- [The input]:
PR #1401, opened 2023-10-15
Included version information which the CLI starts up

naveensrinivasan:
# Description of the PR

- Included the version information when the CLI starts up.

```
{"level":"info","ts":1697396471.853624,"caller":"version/version.go:57","msg":"Commit: dev-7c3b1b9188e868c1ce2c8c21793cd7e6894aa244\n"}
{"level":"info","ts":1697396471.853778,"caller":"version/version.go:64","msg":"Date: 2023-10-15"}
```

# PR Checklist

### DIFF
--- a/cmd/guaccollect/cmd/deps_dev.go
+++ b/cmd/guaccollect/cmd/deps_dev.go
@@ -30,6 +30,7 @@ import (
 	"github.com/guacsec/guac/pkg/handler/collector"
 	"github.com/guacsec/guac/pkg/handler/collector/deps_dev"
 	"github.com/guacsec/guac/pkg/logging"
+	"github.com/guacsec/guac/pkg/version"
 	"github.com/spf13/cobra"
 	"github.com/spf13/viper"
 )
@@ -52,6 +53,8 @@ var depsDevCmd = &cobra.Command{
 	Run: func(cmd *cobra.Command, args []string) {
 		ctx := logging.WithLogger(context.Background())
 		logger := logging.FromContext(ctx)
+
+		version.DumpVersion()
 
 		opts, err := validateDepsDevFlags(
 			viper.GetString("nats-addr"),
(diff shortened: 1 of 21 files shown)


cmd/guaccollect/cmd/deps_dev.go
```diff
@@ -53,6 +54,8 @@ var depsDevCmd = &cobra.Command{
 		ctx := logging.WithLogger(context.Background())
 		logger := logging.FromContext(ctx)
 
+		version.DumpVersion()
```
lumjjb, line 57: i dont think we need to dump the version on every invocation. I think CLIs can have a `--version` flag which should output the version,

pkg/version/version.go
```diff
@@ -40,3 +46,23 @@ func (u uat) RoundTrip(r *http.Request) (*http.Response, error) {
 	r.Header.Set("User-Agent", UserAgent)
 	return u.tr.RoundTrip(r)
 }
+
+// DumpVersion dumps the version information to the log.
+func DumpVersion() {
```
lumjjb, line 51: this implementation needs to be robust , as it stands it is not. Plus it depends on a CLI command.. which I don't want us to have a dependency for this trade-off. I think a better more robust solution is needed here. I believe golang has some in built features to do this.

lumjjb (changes requested):

cmd/guaccollect/cmd/deps_dev.go
naveensrinivasan: The goal was to know which version of the CLI runs when the server starts. 

Right now, that isn't possible.  

That was the reason for this change.

Do you have suggestions for that?

pkg/version/version.go
naveensrinivasan: It is using already using builtin https://github.com/guacsec/guac/blob/7c3b1b9188e868c1ce2c8c21793cd7e6894aa244/.goreleaser.yaml#L67-L69

If the built-in fails, we use the commit SHA and the present date and run the non-released version.

Let me know if you have a better strategy to solve this issue.

Issue #1386, opened 2023-10-11
[bug] docker-compose.yaml starts postgres but does not use it.


jeffmendoza:
**Describe the bug**
docker-compose.yaml starts postgres but does not use it.

**To Reproduce**

1. Download [guac-compose.tar.gz](https://github.com/guacsec/guac/releases/download/v0.2.0/guac-compose.tar.gz)
2. compose up

**Expected behavior**
Only start containers needed

**GUAC version**
v0.2.0

**Additional context**

We should have an easy way to compose-up with postgres/arango when those are ready. For now don't start it with the released compose yaml.

ALSO: The image name used is `postgres`, and should be `docker.io/library/postgres` for podman compatability.

desmax74:
I can take this issue.

pxp928:
we can create a follow-on issue for better/ more configurable way to bring up the proper backends once ready for use.

PR #1430, opened 2023-10-24
[bug] docker-compose.yaml starts postgres but does not use it

desmax74:
# Description of the PR
docker-compose.yaml starts postgres but does not use it.
see : https://github.com/guacsec/guac/issues/1386

# PR Checklist

### DIFF
--- a/docker-compose.yml
+++ b/docker-compose.yml
@@ -15,17 +15,18 @@ services:
   #     - "7687:7687"
   #   restart: on-failure
 
-  postgres:
-    image: postgres:15
-    environment:
-      POSTGRES_USER: guac
-      POSTGRES_PASSWORD: guac
-      POSTGRES_HOST_AUTH_METHOD: trust
-    networks: [frontend]
-    ports:
-      - "5432:5432"
-    volumes:
-      - ./container_files/pg:/var/lib/postgresql/data
+  # Ent on postgres is turned down for now since we are currently only using the in memory backend
+  # postgres:
+  #  image: docker.io/library/postgres:16
+  #  environment:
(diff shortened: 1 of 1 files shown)


container_files/guac/guac.yaml
```diff
@@ -34,3 +34,4 @@ interval: 5m
 db-driver: postgres
 db-address: postgres://guac:guac@postgres:5432/guac?sslmode=disable
 db-migrate: true
+db-debug: false
```
pxp928, line 37: what is this change for?

pxp928 (approved):
Thanks! Per the issue, we need a better way to bring up the databases based on the backends selected.

container_files/guac/guac.yaml
mihaimaruseac: +1 to this

mihaimaruseac (approved):

lumjjb (approved):

container_files/guac/guac.yaml
desmax74: @pxp928 is a missing param in the db configuration https://github.com/guacsec/guac/blob/main/pkg/cli/store.go#L64

pxp928: hmmm looks like they are not being used. I think we should remove it for the time being if not needed. Same with `db-migrate`?

desmax74: @pxp928 `db-migrate` param is used https://github.com/guacsec/guac/blob/main/pkg/assembler/backends/ent/migrate/schema.go 
I'll remove only the `db-debug`

PR #1453, opened 2023-10-31
fix check for ingested packages and source IDs

pxp928:
# Description of the PR

check input and results for the IDs as arango and inmem return in different formats which causes an unneeded error. This will change in the future to just return IDs but currently causes errors in arango ingestion 

# PR Checklist

### DIFF
--- a/pkg/assembler/graphql/resolvers/package.resolvers.go
+++ b/pkg/assembler/graphql/resolvers/package.resolvers.go
@@ -32,7 +32,7 @@ func (r *mutationResolver) IngestPackages(ctx context.Context, pkgs []*model.Pkg
 	ingestedPackages, err := r.Backend.IngestPackages(ctx, pkgs)
 	if err == nil {
 		results := helpers.GetPackageAsIds(ingestedPackages)
-		if len(results) != len(ingestedPackages) {
+		if len(results) != len(pkgs) {
 			return nil, fmt.Errorf("could no derive correct package ID information for ingested packages, expected to return %d but have %d", len(ingestedPackages), len(results))
 		}
 		return results, nil
--- a/pkg/assembler/graphql/resolvers/package.resolvers.go
+++ b/pkg/assembler/graphql/resolvers/package.resolvers.go
@@ -33,7 +33,7 @@ func (r *mutationResolver) IngestPackages(ctx context.Context, pkgs []*model.Pkg
 	if err == nil {
 		results := helpers.GetPackageAsIds(ingestedPackages)
 		if len(results) != len(pkgs) {
-			return nil, fmt.Errorf("could no derive correct package ID information for ingested packages, expected to return %d but have %d", len(ingestedPackages), len(results))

- [Activity]: Check every line of the material for the string "docker" and give the number of lines that have it, without anything else.

- [Task answer]: 8